* _EXERCISE_:
Below are the records; restate word for word the lines from the first through the one containing "-571,11 +571,11 @@", and only those.

(Saved data entries)

PR #5966, opened 2018-10-11
snap: overhaul validation error messages

bboozzoo:
Overhaul error messages from snap validation in the hope of making them more useful by adding context.

### DIFF
--- a/snap/validate.go
+++ b/snap/validate.go
@@ -571,11 +571,11 @@ func validateAppOrderNames(app *AppInfo, dependencies []string) error {
 		// dependency is not defined
 		other, ok := app.Snap.Apps[dep]
 		if !ok {
-			return fmt.Errorf("refers to missing application %q in before/after", dep)
+			return fmt.Errorf("before/after references a missing application %q", dep)
 		}
 
 		if !other.IsService() {
-			return fmt.Errorf("refers to non-service application %q in before/after", dep)
+			return fmt.Errorf("before/after references a non-service application %q", dep)
 		}
 	}
 	return nil
--- a/snap/validate.go
+++ b/snap/validate.go
@@ -276,7 +276,7 @@ func validateSocketAddrPath(socket *SocketInfo, fieldName string, path string) e
 
 	if !(strings.HasPrefix(path, "$SNAP_DATA/") || strings.HasPrefix(path, "$SNAP_COMMON/")) {
 		return fmt.Errorf(
-			"invalid %q: only $SNAP_DATA and $SNAP_COMMON prefixes are allowed", fieldName)
+			"invalid %q: must have a prefix of $SNAP_DATA or $SNAP_COMMON", fieldName)
 	}
 
 	return nil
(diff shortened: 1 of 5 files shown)


snap/validate.go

* _WRITTEN REPLY_:
PR #5966, opened 2018-10-11
snap: overhaul validation error messages

bboozzoo:
Overhaul error messages from snap validation in the hope of making them more useful by adding context.

### DIFF
--- a/snap/validate.go
+++ b/snap/validate.go
@@ -571,11 +571,11 @@ func validateAppOrderNames(app *AppInfo, dependencies []string) error {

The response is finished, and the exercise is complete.